GIVEN RECORDS:
PR #174, opened 2015-11-13
Introduce explicit type for full AST

rossberg-chromium:
Step 1 towards explicitly representing full operator syntax as given in AstSemantics.

This mainly renames some modules and introduces a new type for the full AST, currently copying the structure of the kernel one. It does not yet flatten it into individual opcodes -- I split that into a follow-up patch, since it involves massive changes to lexer and parser.


ml-proto/spec/ast.ml
```diff
@@ -2,148 +2,67 @@
...
+  | Load of Kernel.memop * expr
+  | Store of Kernel.memop * expr * expr
+  | Load_extend of Kernel.extop * expr
+  | Store_wrap of Kernel.wrapop * expr * expr
+  | Const of Kernel.literal
+  | Unary of Kernel.unop * expr
+  | Binary of Kernel.binop * expr * expr
+  | Select of Kernel.selop * expr * expr * expr
+  | Compare of Kernel.relop * expr * expr
+  | Convert of Kernel.cvt * expr
```
sunfishcode: Would it be possible to move memop, literal, unop, binop, etc. out of Kernel and into Ast, and have Kernel import then from Ast instead? Since the Ast module is the thing that has the 1-1 correspondence with the design repo, it would be nice to have all the fields described in the design repo here, in one place.

ml-proto/spec/kernel.ml
```diff
@@ -0,0 +1,149 @@
+(*
+ * (c) 2015 Andreas Rossberg
+ *)
```
sunfishcode: One extra thing for #175.

ml-proto/spec/ast.ml
rossberg-chromium: This dependency will disappear with the flattened AST in the follow-up patch anyway, so is it worth worrying about?

ml-proto/spec/kernel.ml
rossberg-chromium: Done.

ml-proto/spec/ast.ml
sunfishcode: Ah, this sounds fine then.

sunfishcode:
lgtm, as a first step with others to follow.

YOUR TASK: All entries should be given again precisely as they appear above.

YOUR SOLUTION:
PR #174, opened 2015-11-13
Introduce explicit type for full AST

rossberg-chromium:
Step 1 towards explicitly representing full operator syntax as given in AstSemantics.

This mainly renames some modules and introduces a new type for the full AST, currently copying the structure of the kernel one. It does not yet flatten it into individual opcodes -- I split that into a follow-up patch, since it involves massive changes to lexer and parser.


ml-proto/spec/ast.ml
```diff
@@ -2,148 +2,67 @@
...
+  | Load of Kernel.memop * expr
+  | Store of Kernel.memop * expr * expr
+  | Load_extend of Kernel.extop * expr
+  | Store_wrap of Kernel.wrapop * expr * expr
+  | Const of Kernel.literal
+  | Unary of Kernel.unop * expr
+  | Binary of Kernel.binop * expr * expr
+  | Select of Kernel.selop * expr * expr * expr
+  | Compare of Kernel.relop * expr * expr
+  | Convert of Kernel.cvt * expr
```
sunfishcode: Would it be possible to move memop, literal, unop, binop, etc. out of Kernel and into Ast, and have Kernel import then from Ast instead? Since the Ast module is the thing that has the 1-1 correspondence with the design repo, it would be nice to have all the fields described in the design repo here, in one place.

ml-proto/spec/kernel.ml
```diff
@@ -0,0 +1,149 @@
+(*
+ * (c) 2015 Andreas Rossberg
+ *)
```
sunfishcode: One extra thing for #175.

ml-proto/spec/ast.ml
rossberg-chromium: This dependency will disappear with the flattened AST in the follow-up patch anyway, so is it worth worrying about?

ml-proto/spec/kernel.ml
rossberg-chromium: Done.

ml-proto/spec/ast.ml
sunfishcode: Ah, this sounds fine then.

sunfishcode:
lgtm, as a first step with others to follow.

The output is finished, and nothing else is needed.